Ia menilai Muscab harus menjadi momentum untuk memperkuat organisasi sekaligus meningkatkan peran serikat pekerja dalam memperjuangkan hak-hak anggotanya.



Proses pemilihan ketua berlangsung dalam suasana kondusif dan penuh semangat kekeluargaan. Seluruh peserta Muscab sepakat menetapkan Tengku Darwin sebagai ketua secara aklamasi sebagai bentuk dukungan dan kepercayaan penuh dari anggota.

Usai terpilih, Tengku Darwin menyampaikan apresiasi atas amanah yang diberikan kepadanya. Ia menegaskan komitmennya untuk memperkuat organisasi serta mengawal kepentingan pekerja di sektor niaga, perbankan, jasa, dan asuransi di Kota Pekanbaru.

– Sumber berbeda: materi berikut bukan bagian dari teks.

PR #842, opened 2020-01-06
Parallelize interpreter discovery.

jsirois:
This speeds up both pex builds and pex executions on machines with
multiple interpreters and `--interpreter-constraint`s in-play.

Work towards #782.

### DIFF
--- a/pex/interpreter.py
+++ b/pex/interpreter.py
@@ -8,12 +8,14 @@ from __future__ import absolute_import
 import json
 import os
 import re
+import subprocess
 import sys
 from textwrap import dedent
 
 from pex import third_party
 from pex.compatibility import string
 from pex.executor import Executor
+from pex.jobs import Job, SpawnedJob, execute_parallel
 from pex.third_party.packaging import markers, tags
 from pex.third_party.pkg_resources import Distribution, Requirement
 from pex.tracer import TRACER
@@ -203,7 +205,7 @@ class PythonIdentity(object):
 
 
 class PythonInterpreter(object):
-  REGEXEN = (
+  _REGEXEN = (
     re.compile(r'jython$'),
 
     # NB: OSX ships python binaries named Python so we allow for capital-P.
@@ -220,7 +222,11 @@ class PythonInterpreter(object):
     re.compile(r'pypy-1.[0-9]$'),
   )
 
-  CACHE = {}  # memoize executable => PythonInterpreter
+  _PYTHON_INTERPRETER_BY_NORMALIZED_PATH = {}
+
+  @staticmethod
+  def _normalize_path(path):
+    return os.path.realpath(path)
 
   class Error(Exception): pass
   class IdentificationError(Error): pass
@@ -229,6 +235,10 @@ class PythonInterpreter(object):
   @classmethod
   def get(cls):
     return cls.from_binary(sys.executable)
+
+  @staticmethod
+  def _paths(paths=None):
+    return paths or os.getenv('PATH', '').split(os.pathsep)
 
   @classmethod
   def iter(cls, paths=None):
@@ -240,18 +250,11 @@ class PythonInterpreter(object):
     :param paths: The paths to look for python interpreters; by default the `PATH`.
     :type paths: list str
     """
-    if paths is None:
-      paths = os.getenv('PATH', '').split(os.pathsep)
-    for interpreter in cls._filter(cls._find(paths)):
-      yield interpreter
+    return cls._filter(cls._find(cls._paths(paths=paths)))
 
   @classmethod
   def all(cls, paths=None):
     return list(cls.iter(paths=paths))
-
-  @classmethod
-  def _from_binary_internal(cls):
-    return cls(sys.executable, PythonIdentity.get())
 
   @classmethod
   def _create_isolated_cmd(cls, binary, args=None, pythonpath=None, env=None):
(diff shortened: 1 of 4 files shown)


jsirois:
For example, building the pex pex on a machine with 14 interpreter PATH entries:

Pex 2.1.0:
```
time ~/downloads/pex-2.1.0 --interpreter-constraint="==2.7.*" --interpreter-constraint=">=3.5,<3.8" --no-compile --no-use-system-time --python-shebang="/usr/bin/env python" -o dist/pex -c pex .

real	1m15.685s
user	1m35.309s
sys	0m38.770s
```

HEAD:
```
$ time python -mpex --interpreter-constraint="==2.7.*" --interpreter-constraint=">=3.5,<3.8" --no-compile --no-use-system-time --python-shebang="/usr/bin/env python" -o dist/pex -c pex .

real	0m44.046s
user	0m53.727s
sys	0m17.989s
```

pex/interpreter.py
```diff
@@ -456,3 +477,41 @@ def __lt__(self, other):
 
   def __repr__(self):
     return '%s(%r, %r)' % (self.__class__.__name__, self._binary, self._identity)
+
+
+def spawn_python_job(args, env=None, interpreter=None, expose=None, **subprocess_kwargs):
```
jsirois: This was a move from `pex.jobs` below to avoid a circular dependency.

jsirois:
> Not for this change, but is there value in killing the other outstanding processes at that point?

You read that right. If we know there will only ever be one run of pex on a machine, then definitely yes - but given #856 and the unlikelihood of 1 run of pex ever the extra work will ~likely not got to waste and even if it does go to waste, it will only do so once. I think thats probably enough reason not to attempt the optimization, but making `execute_parallel` cancellable is a good idea generally and may come up again.

pex/jobs.py
```diff
@@ -62,55 +59,41 @@ def kill(self):
       if e.errno != errno.ESRCH:
         raise e
 
-  def _check_returncode(self):
+  def _check_returncode(self, stderr=None):
     if self._process.returncode != 0:
-      raise self.Error('Executing {} failed with {}'
-                       .format(' '.join(self._command), self._process.returncode))
+      msg = 'Executing {} failed with {}'.format(' '.join(self._command), self._process.returncode)
+      if stderr:
```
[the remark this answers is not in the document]
jsirois: As noted below we don't always provide stderr.

Agreed though that stderr being None vs `b''` is extra information, but only information about the code calling the API, not the subprocess execution itself. For code that wires up `stderr=subprocess.PIPE` we'll always at least get `b''`, for code that doesn't we'll get `None`. It seems to me in either case, outputting:
```
...

STDERR:
```
is not helpful debugging the subprocess execution that took place.

pex/jobs.py
```diff
@@ -62,55 +59,41 @@ def kill(self):
       if e.errno != errno.ESRCH:
         raise e
 
-  def _check_returncode(self):
+  def _check_returncode(self, stderr=None):
```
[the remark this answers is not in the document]
jsirois: The other call site is on line 38 above where this default is used.

pex/jobs.py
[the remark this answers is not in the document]
benjyw: Fair point!

pex/interpreter.py
```diff
@@ -441,18 +458,59 @@ def open_process(self, args=None, pythonpath=None, env=None, **kwargs):
...
-    return (self._binary, self._identity) == (other._binary, other._identity)
+    if type(other) is not type(self):
+      return NotImplemented
+    return self._tup() == other._tup()
 
   def __lt__(self, other):
-    if not isinstance(other, PythonInterpreter):
-      return False
+    if type(other) is not type(self):
+      return NotImplemented
```
Eric-Arellano: Great. Thank you for fixing this.

pex/jobs.py
```diff
@@ -230,14 +216,23 @@ def spawn_jobs():
 
     try:
       if isinstance(item, Exception):
-        error = item
+        if raise_type:
+          error = item
+        else:
+          # Otherwise, if we were given no `raise_type`, we skip over the input that raised.
```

“Saya mengucapkan terima kasih yang sebesar-besarnya atas kepercayaan yang diberikan kepada saya. Ini bukanlah jabatan, melainkan amanah berat yang harus saya pikul bersama seluruh pengurus dan anggota. Saya bertekad untuk terus memperkuat solidaritas internal dan memastikan hak-hak pekerja di Kota Pekanbaru tetap menjadi prioritas utama. Keberhasilan Muscab hari ini adalah bukti nyata bahwa kita bisa bekerja sama dalam perbedaan, dan ini akan menjadi modal kita untuk menghadapi tantangan ke depan,” sebut Tengku Darwin.

Dengan berakhirnya Muscab VII, kepengurusan baru diharapkan segera bersinergi dengan Pimpinan Daerah FSP NIBA KSPSI Pembaruan Provinsi Riau untuk menjalankan program kerja organisasi sekaligus mengawal berbagai isu ketenagakerjaan di Kota Pekanbaru.